Cartilage risk
I enjoyed Nathan Seppa’s article “Cartilage creation,” (SN: 8/11/12, p. 22) about attempts to generate new cartilage from somatic stem cells. He writes that cartilage evolved “in ancestors who lived shorter lives, carried less body weight and roamed an unpaved world.” Implications: The risk of osteoarthritis increases with age, body weight and impact on concrete, such as a long-term runner might experience. Is there solid scientific experience for all three of these putative risk factors?

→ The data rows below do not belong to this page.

PR #792, opened 2016-06-11
Create a database migrations API

mbabker:
#### Summary of Changes

Creates an API to be able to migrate the database when changes are applied to the base schema.

#### Testing Instructions

For now this is mostly review/critique since there aren't any migrations to test with.  The API is explained in the Documentation file that's added to try and make it clear how it all works.

### DIFF
--- a/Documentation/Development/Database-Migrations.md
+++ b/Documentation/Development/Database-Migrations.md
@@ -1,0 +1,28 @@
+## Database Migrations
+
+A simple `Migrations` class is used to track database migrations for the issue tracker application.
+
+### File Structure
+
+All schema migration files are stored in the `etc/migrations` folder and use a file name in the format of `YYYYMMDD###` where:
+
+* `YYYYMMDD` is the date the migration was added (for example, for 11 June 2016 this would be 20160611)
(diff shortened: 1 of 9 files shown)


elkuku:
Review: All looks cute :wink: 

Questions:

1. I suppose we can redo #783 and check how this works?
1. Something completely irrelevant but it immediately caught my attention that you can identify one thousand versions with only three digits... I don't think that version `0` looks nice but it might be technically correct so [the statement](https://github.com/joomla/jissues/pull/792/files#diff-876d98c86dd5a2f7389ea86c7b93cb70R10) isn't essentially wrong... 

Merged based on this observations :wink:

mbabker:
> I suppose we can redo #783 and check how this works?

Yep.  Will do that in a moment.

> I don't think that version 0 looks nice but it might be technically correct so the statement isn't essentially wrong...

Technically 000 - 999 is 1000 numbers.  In practical terms, we definitely should only have a max of 999 since we probably won't start at 000.  Then again, if we really get that many in one day, I might have to stop and ask what we did wrong.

William Check, San Francisco, Calif.

Yes. First, osteoarthritis stemming from cartilage wear and tear is most common in the elderly. Second, studies show that extra pounds add to stress on weight-bearing joints, particularly the knees. Third, it’s certain that modern humans spend a lot of time in a paved world. Joint compression is natural and necessary for nutrient transfer in cartilage tissue, which isn’t supplied by blood or driven by circulatory pressure. But too much compression — through abrupt injury or long-term pounding — creates stress, inflammation and other damage. MIT’s Alan Grodzinsky puts it this way: “With compression above a certain rate and amplitude, you cross a threshold into microdamage” of cartilage tissue and the cells that make it. — Nathan Seppa


On Turing’s life and death
Out of the whole of Tom Siegfried’s well-written article on Alan Turing “A mind from math,” (SN: 6/30/12, p. 26), I especially want to commend Siegfried both for his honesty and for the language he chose to speak of Turing’s death. It is so important, even in a science magazine in a math-history article, not to shy away from social truth and to name what is evil as evil.